El presidente dio un salto de sorpresa, pero no perdió la gracia.

— ¡Ah caray! — exclamó—. ¿Es que en la bella Suiza se abolió el sigilo médico?

— En ningún hospital del mundo hay secretos para un chofer de ambulancias — dijo Homero.

— Pues lo que yo sé lo he sabido hace apenas dos horas y por boca del único que debía saberlo.

— En todo caso, usted no moriría en vano — dijo Homero—. Alguien lo pondrá en el lugar que le corresponde como un gran ejemplo de dignidad.

El presidente fingió un asombro cómico.

— Gracias por prevenirme — dijo.

Comía como hacía todo: despacio y con una gran pulcritud. Mientras tanto miraba a Homero directo a los ojos, de modo que éste tenía la impresión de ver lo que él pensaba. Al cabo de una larga conver­sación de evocaciones nostálgicas, hizo una sonrisa maligna.

— Había decidido no preocuparme por mi cadá­ver, — dijo—, pero ahora veo que debo tomar cier­tas precauciones de novela policíaca para que nadie lo encuentre.

— Será inútil — bromeó Homero a su vez—. En el hospital no hay misterios que duren más de una hora.

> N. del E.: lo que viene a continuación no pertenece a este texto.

PR #555, opened 2020-04-23
build(tests): Allow Electron and Chrome(ium) in unit tests

tadzik:
This partially reverts 161b66f5dec0740ec11bf5d7f2b63e862ac86334.

Firefox is still the default browser in run-ci-tests, but
Chrome/Electron can be used when launching `ng test` directly.


tadzik:
Not sure why I brought it up back then and what was it good for, so I'll close it now since it obviously didn't prove to be very important after all.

Cuando terminaron con el café, el presidente leyó el fondo de su taza, y volvió a estremecerse: el mensaje era el mismo. Sin embargo, su expresión no se alteró. Pagó la cuenta en efectivo, pero antes verificó la suma varias veces, contó varias veces el dinero con un cuidado excesivo, y dejó una propina que sólo mereció un gruñido del mesero.

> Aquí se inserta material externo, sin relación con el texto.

Issue #532, opened 2020-04-16
Add option in individual folder menus to create a new sub-folder


davidbowdley:
Although creating a new sub-folder is possible by clicking on a folder and using the + icon at the top of the folder list it would be useful and more ergonomic to also have an option in the folder menu where you can rename/delete folders.

vertigo220:
To clarify, the add folder pop-up that shows when clicking the plus button should show the folder tree and allow the user to select where in the tree the new folder should be placed, i.e. under the selected branch.

kvviecien:
Fixed in #565

PR #565, opened 2020-05-05
feat(folders): Create sub-folders via individual folder menus

kvviecien:
Add option to create a new sub-folder through individual folders' drop-down menu rather than using the + icon on top after selection of desired folder.

Issue #532


src/app/folder/folderlist.component.html
```diff
@@ -50,6 +50,10 @@
                 <mat-icon color="primary">border_color</mat-icon>
                 <span>Rename</span>
               </button>
+              <button mat-menu-item (click)="addSubFolder(node)">
+                <mat-icon color="primary">create_new_folder</mat-icon>
+                <span>New Folder</span>
```
tadzik, line 55: Perhaps we can make that “New Subfolder” to make it distinct? @geir, @davidbowdley?

The resulting popup still says “New folder”, but also “under XXX”

gtandersen: Nice work @kvviecien, and agree @tadzik -- "New Subfolder" would be technically correct while confirming to the user that they are not creating a folder at the root level.

kvviecien:
Since creating new folders is not covered by Jasmine, I'm working on some tests for it. 
Drafting the PR for now.

Issue #568, opened 2020-05-08
Default From for replies is not trying hard enough


tadzik:
[The code that picks the address to reply with](https://github.com/runbox/runbox7/blob/master/src/app/compose/draftdesk.service.ts#L102) works for simple cases, but could use some improvement. For example, if one of my addresses is `tadzik@github.com`, and I reply to an email sent to `TADZIK FROM GITHUB <TADZIK@GITHUB.COM>`, my default From will be picked instead of the `@github.com` one.

The existing comparison (`===`) in the code linked above needs to be replaced with something more lenient: for example, extracting whatever's in the angle brackets and then matching it while ignoring the casing.

PR #570, opened 2020-05-11
fix(compose): Correct default "From" email for replies

kvviecien:
The Reply option wasn't picking the correct "From" address if the "To"
email was capitalized by the original sender.
The function comparing addresses to find the correct one to reply with
now formats the address, so the casing doesn't break anything.

Fixes: #568


tadzik:
Will it still work if the To puts the address in angle brackets, like `Test mail person <testmail@testmail.com>`? I'm not sure if `fromObj.email` contains only the actual address or if it includes the name component too.

kvviecien:
fromObj has separate properties for name and email, so fromObj.email has just the address in it.
Turns out the alias names actually don't matter, they can be completely different from the email address.

tadzik:
Hm, you're right – I checked again and now it indeed works as advertised. I must've checked the wrong branch (or browser tab...) the first time around ;) Good job!

A test may be a good idea nonetheless – even if it's not actually an edge case after all.

kvviecien:
Sorry for the mess up with changes above. I forgot I'm working on a fork and I didn't update my copy of the repository with recent changes...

— Ha sido un placer — concluyó, al despedirse de Homero—. No tengo fecha para la operación, y ni siquiera he decidido si voy a someterme o no. Pero si todo sale bien volveremos a vernos.

— ¿Y por qué no antes? — dijo Homero—. La­zara, mi mujer, es cocinera de ricos. Nadie prepara el arroz con camarones mejor que ella, y nos gus­taría tenerlo en casa una noche de estas.

— Tengo prohibidos los mariscos, pero los co­meré con mucho gusto — dijo él—. Dígame cuándo.

— El jueves es mi día libre — dijo Homero.

— Perfecto — dijo el presidente—. El jueves a las siete de la noche estoy en su casa. Será un placer.

— Yo pasaré a recogerlo — dijo Homero—. Hotelerie Dames, 14 rué de l'Industrie. Detrás de la estación. ¿Es correcto?

— Correcto, — dijo el presidente, y se levantó más encantador que nunca—. Por lo visto, sabe hasta el número que calzo.

— Claro, señor — dijo Homero, divertido—: cua­renta y uno.

Lo que Homero Rey no le contó al presidente, pero se lo siguió contando durante años a todo el que quiso oírlo, fue que su propósito inicial no era tan inocente. Como otros choferes de ambulancia, tenía arreglos con empresas funerarias y compañías de seguros para vender servicios dentro del mismo hospital, sobre todo a pacientes extranjeros de esca­sos recursos. Eran ganancias mínimas, y además ha­bía que repartirlas con otros empleados que se pa­saban de mano en mano los informes secretos sobre los enfermos graves. Pero era un buen consuelo para un desterrado sin porvenir que subsistía a duras pe­nas con su mujer y sus dos hijos con un sueldo ridículo.

Lazara Davis, su mujer, fue más realista. Era una mulata fina de San Juan de Puerto Rico, menuda y maciza, del color del caramelo en reposo y con unos ojos de perra brava que le iban muy bien a su modo de ser. Se habían conocido en los servicios de cari­dad del hospital, donde ella trabajaba como ayudan­te de todo después que un rentista de su país, que la había llevado como niñera, la dejó al garete en Ginebra. Se habían casado por el rito católico, aun­que ella era princesa yoruba, y vivían en una sala y dos dormitorios en el octavo piso sin ascensor de un edificio de emigrantes africanos. Tenían una niña de nueve años, Bárbara, y un niño de siete, Lázaro, con algunos índices menores de retraso mental.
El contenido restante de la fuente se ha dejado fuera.